O pulso escorrega sobre a testa molhada e o cachorro saliva com a língua para fora. Em volta, só vento e mato. Sozinha, algo de si faz parte daquilo sem que compreenda. Expressão introvertida, ela abre a janela pra dentro, quando ao abrir as cortinas do mundo, observa e sente o cheiro. Eucalipto e mato molhado. Parece ter chegado ao fim do mundo. Não por pensar haver ou não algo além da fronteira das árvores, mas porque, certamente, é o lugar mais longe ao qual já chegou. O cachorro entrega, ofegante. Não contaram os passos, não traçaram rota. É o lugar mais sem caminho que alguém já percorreu. Sem precedentes, simplesmente não se permite ser seguido. Nele, cabem todas as coordenadas do mundo e também nenhuma.

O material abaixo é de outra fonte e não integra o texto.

PR #70, opened 2020-05-18
Closes #3: Add an option to not generate a random password for admin users 

### LINKED ISSUE #3: Add an option to set admin default password for new installations
Instead of relying on the image to set a random password and then have the user to `cat` the generated password in the container, would be better if we just set the default password on installations. The password can be changed later by the user manually.

ricardozanini:
See #3

### DIFF
--- a/README.md
+++ b/README.md
@@ -16,7 +16,7 @@ Table of Contents
       * [Persistence](#persistence)
          * [Minikube](#minikube)
       * [Service Account](#service-account)
-      * [Control random admin password generation](#control-random-admin-password-generation)
+      * [Control Random Admin Password Generation](#control-random-admin-password-generation)
       * [Red Hat Certified Images](#red-hat-certified-images)
 
 # Nexus Operator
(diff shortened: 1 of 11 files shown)


README.md
```diff
@@ -16,6 +16,7 @@ Table of Contents
       * [Persistence](#persistence)
          * [Minikube](#minikube)
       * [Service Account](#service-account)
+      * [Control random admin password generation](#control-random-admin-password-generation)
```
LCaparelli, line 19:
```suggestion
      * [Control Random Admin Password Generation](#control-random-admin-password-generation)
```

We should capitalize this one in order to maintain consistency with the other headers.

README.md
```diff
@@ -182,6 +183,18 @@ It is possible to use a custom [`ServiceAccount`](https://kubernetes.io/docs/ref
 
 **Important**: the Operator handles the creation of default resources necessary to run. If you choose to use a custom ServiceAccount be sure to also configure [`Role`](https://kubernetes.io/docs/reference/access-authn-authz/rbac/#role-and-clusterrole) and [`RoleBinding`](https://kubernetes.io/docs/reference/access-authn-authz/rbac/#rolebinding-and-clusterrolebinding) resources.
 
+## Control random admin password generation
```
LCaparelli, line 186:
```suggestion
## Control Random Admin Password Generation
```
We should capitalize this one in order to maintain consistency with the other headers.

PR #74, opened 2020-05-19
Fix Ingress comparison

### LINKED ISSUE #73: Ingress comparison is not working as expected
Ingress comparison is not working as expected due to 2 issues:

  1. the type registered to the comparator is `k8s.io/api/extensions/v1beta1.Ingress` instead of `k8s.io/api/networking/v1beta1.Ingress`
  2. the comparison function compares the deployed resource with itself, instead of comparing it with the required resource

LCaparelli:
Also removes unnecessary comparator function assignments for resources
which operator-utils knows how to handle.

Fixes #73 


ricardozanini:
Ready for rebase :)

PR #79, opened 2020-05-21
Rewrite resource life cycle logic

### LINKED ISSUE #55: Refactor resource management to simplify its logic
We could adopt the same pattern used in #52 to simplify the resource life cycle management. We could introduce an `ìnterface` along the lines of:

```go
type ResourceManager interface {
    GetRequiredResources() (map[reflect.Type][]resource.KubernetesResource, error)
    GetDeployedResources() (map[reflect.Type][]resource.KubernetesResource, error)
    GetComparator(t reflect.Type) func(deployed resource.KubernetesResource, requested resource.KubernetesResource)
}
```

Objects that implement this interface would be responsible for managing a domain of resources life cycle.

It could also simplify the logic contained in `pkg/controller/nexus/resource/resources.go` by storing a set of `ResourceManager` objects which could be iterated over. In pseudo-code, for example:

```
GetDeployedResources() {
    for manager in ResourceManagers {
        deployedResources += manager.GetDeployedResources()
    }
    return deployedResources
}
```

LCaparelli:
Rewrite resource life cycle logic by adding managers responsible for
creating, comparing and fetching deployed resources. The managers are
organized into 4 domains: persistence, networking, security and
deployment.

These managers implement an interface so that they can be easily
iterated over.

Fixes #55.


pkg/controller/nexus/resource/deployment/manager.go
```diff
@@ -0,0 +1,123 @@
...
+	"reflect"
+	"sigs.k8s.io/controller-runtime/pkg/client"
+)
+
+const mgrNotInit = "the manager has not been initialized"
+
+var log = logger.GetLogger("deployment_manager")
+
+// Manager is responsible for creating deployment-related resources, fetching deployed ones and comparing them
+type Manager struct {
```
ricardozanini, line 39: Do we need to export this `struct`?
You may keep it private and create an `interface` instead. So the `NewManager` function would return the `manager` struct, that would implement the interface `Manager`. (or if `Manager` already implements the interface you created in another package, just keep it private since it's a structure that will only be used/created in here, and the builder `NewManager` is already handling it)

pkg/controller/nexus/resource/networking/manager.go
```diff
@@ -0,0 +1,208 @@
...
+const (
+	discFailureFormat    = "unable to determine if %s are available: %v" // resource type, error
+	resUnavailableFormat = "%s are not available in this cluster"        // resource type
+	mgrNotInit           = "the manager has not been initialized"
+)
+
+var log = logger.GetLogger("networking_manager")
+
+// Manager is responsible for creating networking resources, fetching deployed ones and comparing them
+type Manager struct {
```
ricardozanini, line 47: Same here regarding the exported `Manager` struct.

pkg/controller/nexus/resource/persistence/manager.go
```diff
@@ -0,0 +1,104 @@
...
+var log = logger.GetLogger("persistence_manager")
+
+// Manager is responsible for creating persistence resources, fetching deployed ones and comparing them
+type Manager struct {
+	nexus  *v1alpha1.Nexus
+	client client.Client
+}
+
+// NewManager creates a persistence resources manager
+func NewManager(nexus *v1alpha1.Nexus, client client.Client) *Manager {
```
ricardozanini, line 44: Same here.

pkg/controller/nexus/resource/resources.go
```diff
@@ -19,41 +19,55 @@ package resource
...
-	// CreateRequiredResources will create the requests resources as it's supposed to be
-	CreateRequiredResources(nexus *v1alpha1.Nexus) (resources map[reflect.Type][]resource.KubernetesResource, err error)
+	GetDeployedResources() (resources map[reflect.Type][]resource.KubernetesResource, err error)
+	// GetRequiredResources will create the requests resources as it's supposed to be
+	GetRequiredResources() (resources map[reflect.Type][]resource.KubernetesResource, err error)
+	// GetComparator returns the comparator based on the active managers
+	GetComparator() (compare.MapComparator, error)
+}
+
+type Manager interface {
```
ricardozanini, line 54: Oh here's the interface! :D

pkg/controller/nexus/resource/security/manager.go
```diff
@@ -0,0 +1,100 @@
...
+	"reflect"
+	"sigs.k8s.io/controller-runtime/pkg/client"
+)
+
+const mgrNotInit = "the manager has not been initialized"
+
+var log = logger.GetLogger("security_manager")
+
+// Manager is responsible for creating security resources, fetching deployed ones and comparing them
+type Manager struct {
```
ricardozanini, line 38: Same here

pkg/controller/nexus/resource/deployment/manager.go
LCaparelli: Oh, nicely spotted! I definitely agree, thanks!

PR #87, opened 2020-06-08
Move validation/defaults logic to Resource Managers (fix #82)

### LINKED ISSUE #82: Move all Nexus CR validations to the resource Managers
At this moment validations are spread out in the reconcile loop and in resource-generating functions. This makes the code harder to maintain as we need to worry about validation in more than one place. Additionally, projects importing this are not able to send a Nexus CR to the managers without making additional checks themselves.

Make the validation take place in a single place behind exposed API, improving code maintainability and usability.

Shift the validation responsibility to the Resource Managers. The reconcile loop would use them as would any users importing us as a library. The resource Managers would then be responsible for:

  - resource creation;
  - resource fetching;
  - resource comparison;
  - Nexus CR validation;

If the Manager finds an error it can't recover from when validating the Nexus CR it should return an error and die.

**Additional context**
N/A

Absolutely. :grin:

LCaparelli:
Most notable changes:

  - Move validation/default setting logic to the manager, centralizing
  it on a single exposed API
  - Make the `NewManager` functions receive a `v1alpha.Nexus` instead of
   a pointer to one. This is necessary because the newly introduced
   `setDefaults` methods destructively modify the nexus. We wouldn't
   want the API users having their original Nexus struct modified
   directly, so we pass a copy to the manager instead.
  - Wrap the `NewFakeDiscoveryClient` logic with a builder pattern so
  that the caller does not need to be aware unrelated abilities (e.g.,
  knowing if Ingresses are available on an Openshift cluster)

Fixes #82 


pkg/controller/nexus/resource/persistence/manager.go
```diff
@@ -41,11 +44,20 @@ type manager struct {
 }
 
 // NewManager creates a persistence resources manager
-func NewManager(nexus *v1alpha1.Nexus, client client.Client) *manager {
-	return &manager{
-		nexus:  nexus,
+func NewManager(nexus v1alpha1.Nexus, client client.Client) *manager {
```
ricardozanini, line 47: `manager` is implementing a public `interface`? I believe we should coordinate with #88

ricardozanini: Actually, `NewManager` must return `Manager` interface

LCaparelli:
Depends on #90

PR #88, opened 2020-06-09
Enable golint linter in golangci-lint

Kaitou786:
Enabled the golint linter to run with golangci-lint.
Signed-off-by: Tarun Khandelwal <tarkhand@redhat.com>

### DIFF
--- a/.github/workflows/nexus-operator-integration-checks.yml
+++ b/.github/workflows/nexus-operator-integration-checks.yml
@@ -27,7 +27,7 @@ jobs:
         with:
           # Required: the version of golangci-lint is required and must be specified without patch version: we always use the latest patch version.
           version: v1.27
-          args: --timeout=2m
+          args: --enable=golint --timeout=2m
 
   unit_test:
     name: Unit Tests
--- a/pkg/test/client.go
+++ b/pkg/test/client.go
@@ -36,7 +36,7 @@ const (
 	monitoringGroupVersion = "monitoring.coreos.com/v1alpha1"
 )
 
-type fakeDiscBuilder struct {
+type FakeDiscBuilder struct {
 	*discfake.FakeDiscovery
 }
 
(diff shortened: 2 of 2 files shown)


Kaitou786:
@ricardozanini I just added the another package to call the functions instead of `resource.go` . I think it is preferred for a parent package to not call functions from its child package, So I created a sibling package and did these things and only left the parent package with the interfaces. But yes it can be in a same package

ricardozanini:
@Kaitou786 understood! Let's wait for @LCaparelli, I believe he will fix this in his PR #87. Then we can rebase and merge this one. :)

ricardozanini:
@LCaparelli from the client perspective (`NexusController`) how it will be? `deployment.NewManager()`? Or `resources.New()` (all managers)? 

I'm not sure if I like the name `interfaces`, we could use `infra` instead. Plus, it's not a good practice having packages in plural, so I'd say to also rename `resources` to `resource`.

LCaparelli:
> @LCaparelli from the client perspective (`NexusController`) how it will be? `deployment.NewManager()`? Or `resources.New()` (all managers)?

That would be left unchanged, the clients would still instantiate the `NexusResourceManager` (or `Supervisor`), which would in turn instantiate the Managers via their respective package, such as `deployment.NewManager`.

Someone using the API could also instantiate the Managers separately, without the need for a Supervisor, by running `deployment.NewManager` or `networking.NewManager` (or whichever manager) directly.

Anyone using either the Managers or the Supervisor would still need to import `interface` though, in order to manipulate these structs. 

> I'm not sure if I like the name `interfaces`, we could use `infra` instead.

I agree that `interface` could also carry more meaning. I'm still not sure if there isn't some other name we could use that is more significant, but I'm definitely ok with `infra` as well.

> Plus, it's not a good practice having packages in plural, so I'd say to also rename `resources` to `resource`.

Agreed :+1:

Kaitou786:
@ricardozanini @LCaparelli do we want to make these changes as a part of this PR, or as a part of PR #87 ?

ricardozanini:
> @ricardozanini @LCaparelli do we want to make these changes as a part of this PR, or as a part of PR #87 ?

@Kaitou786 I think @LCaparelli forgot to mention, he's working on a new PR to fix those, so we can later rebase this one and merge it. Probably tomorrow on your TZ. :)

We will let you know during your sleep :p

LCaparelli:
@Kaitou786 I think this would be a better fit for a new PR altogether, I'll send it today. Once we merge that we can rebase it for this and #87. This way each of our PRs only solve one issue :-)

Kaitou786:
Ah okay, thank you guys =D

LCaparelli:
Depends on #90

ricardozanini:
@Kaitou786 just rebase and let's be happy. :D

Kaitou786:
@LCaparelli exposed the `fakeDiscBuilder` and it fixed all, thanks :D

PR #97, opened 2020-06-19
Allow the user to select the Pull Policy

### LINKED ISSUE #83: Allow the user to select the Pull Policy
At the moment the Pull Policy is hardcoded as "Always", meaning the user has no choice whether or not to pull an image.

It would be nice if the user could select the policy as they see fit.

There could be a new field in the Nexus CRD to control this.

**Additional context**
N/A

Yes :grin:

LCaparelli:
Fix #83 


LCaparelli:
@Kaitou786 in case you want to have a look too :-)

Kaitou786:
@LCaparelli thanks, these changes look good to me =D, just one thing do you think there should be a section in `README` about this `imagePullPolicy` so user can know?

LCaparelli:
Yup that's true. I'll document it in a bit, thanks!

README.md
```diff
@@ -209,6 +210,18 @@ If you have access to [Red Hat Catalog](https://access.redhat.com/containers/#/r
...
 
+## Image Pull Policy
+
+You can control the pods Image Pull Policy using the `spec.imagePullPolicy` field. It accepts either of the following values:
+
+  - `Always`
+  - `IfNotPresent`
+  - `Never` 
+
+If this field is set to an invalid value this configuration will be omitted, deferring the behavior to Kubernetes default, which is `Always` if the image's tag is "latest" and `IfNotPresent` otherwise.
```
ricardozanini, line 221: Do we have a reference for this statement (like a Kube doc)? I remember @Kaitou786 brought this up, maybe he has it? :)

deploy/olm-catalog/nexus-operator/0.3.0/nexus-operator.v0.3.0.clusterserviceversion.yaml
```diff
@@ -75,6 +75,13 @@ spec:
         path: image
         x-descriptors:
         - urn:alm:descriptor:io.kubernetes:image
+      - description: 'The image pull policy for the Nexus image. If left blank behavior
+          will be determined by the image tag (`Always` if "latest" and `IfNotPresent`
+          otherwise). Possible values: `Always`, `IfNotPresent` or `Never`.'
+        displayName: Image Pull Policy
+        path: imagePullPolicy
+        x-descriptors:
+        - urn:alm:descriptor:com.tectonic.ui:imagePullPolicy
```
ricardozanini, line 84: Oh, I didn't know we have this `x-descriptor` type. 
EDIT: it seems the operator-sdk is now smarter than me =D

README.md
LCaparelli: @ricardozanini From K8s all I found was [this](https://kubernetes.io/docs/concepts/containers/images/#updating-images), which kind of breezes over the matter, but I think is clear enough.

On the other hand, [Openshift's doc](https://docs.openshift.com/container-platform/3.6/dev_guide/managing_images.html#image-pull-policy) gives it more attention, with its own section (though the conclusions we can draw from both are ultimately the same, of course).

I suppose we can link the K8s one, unless @Kaitou786 actually saw this somewhere else.

ricardozanini: +1 to add the Kuberentes ref. :)

Kaitou786: The kubernetes ref seems better, origanlly I read it in comments in the `Container Struct` where this is defined

ricardozanini: @LCaparelli as soon as you update the docs, we can merge this.

Kaitou786:
Just a question, if the user defines any wrong value in `imagePullPolicy` i.e. not in [`Always`, `IfNotPresent` `Never`]. Our Manager will set the value to empty string, I think that'll set the image pull policy to Always regardless of any tag of the image. Do we want this behavior?

LCaparelli:
@Kaitou786 I just tested this using a custom image with a tag that's not "latest" or that isn't omitted and the Pull Policy becomes `IfNotPresent`:

```
╰─ kubectl -n issue83 get nexus -o yaml | grep ' image'      
    image: my-custom-image:mytag
    imagePullPolicy: invalid
╰─ kubectl -n issue83 get deployment -o yaml | grep ' image' 
          image: my-custom-image:mytag
          imagePullPolicy: IfNotPresent
```

I think maybe you were under that impression because the default images have the "latest" tag (causing it to set it to `Always`)?

The reason why we're setting that to an empty string is because that's Go's zero value for strings, so it's as if it had never been defined and it receives the value it would if we hadn't assigned anything to it in the first place. If that was a pointer to a string, on the other hand, we would have set it `nil` instead.

Kaitou786:
@LCaparelli that's nice then, I just got confused from the last line in https://kubernetes.io/docs/concepts/containers/images/#updating-images 
`When imagePullPolicy is defined without a specific value, it is also set to Always.`

LCaparelli:
Oh that's well spotted though @Kaitou786. I think it only applies to YAML or JSON fed into the API, as in this case you *can* omit the key altogether, which we can't in Go. :-)

LCaparelli:
Alright @ricardozanini @Kaitou786 the doc ref is in :-D :tada:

E quando se chega, eis que se pergunta: estou mesmo onde procuro? Ou devo ainda andar mais um pouco? Nunca se sabe.

A nuvem se move devagar. Tão devagar que parece pesada. Cresce para todas as direções, como se explodisse em câmera lenta. Há uma mistura de ritmos descompassados em seu exterior. A nuvem, sem pressa. Altas árvores frenéticas, com seus braços rebolando soltos. A luz do sol intacta, em volta da nuvem. O cachorro respirando rápido. O mundo girando, nem sabe pra que direção.

De repente, um ímpeto. Algo que quer extravasar, quase um vômito. O desespero estremece-a de dentro pra fora. Ela junta todo aquele ar. Fecha os olhos. E corre. Corre. Corre tanto e tão rapidamente, que o mato chicoteia as canelas e os cabelos, o seu rosto quente. O cachorro acompanha de prontidão, alcançando- a. Disparadamente, atravessam o lugar mais desconhecido.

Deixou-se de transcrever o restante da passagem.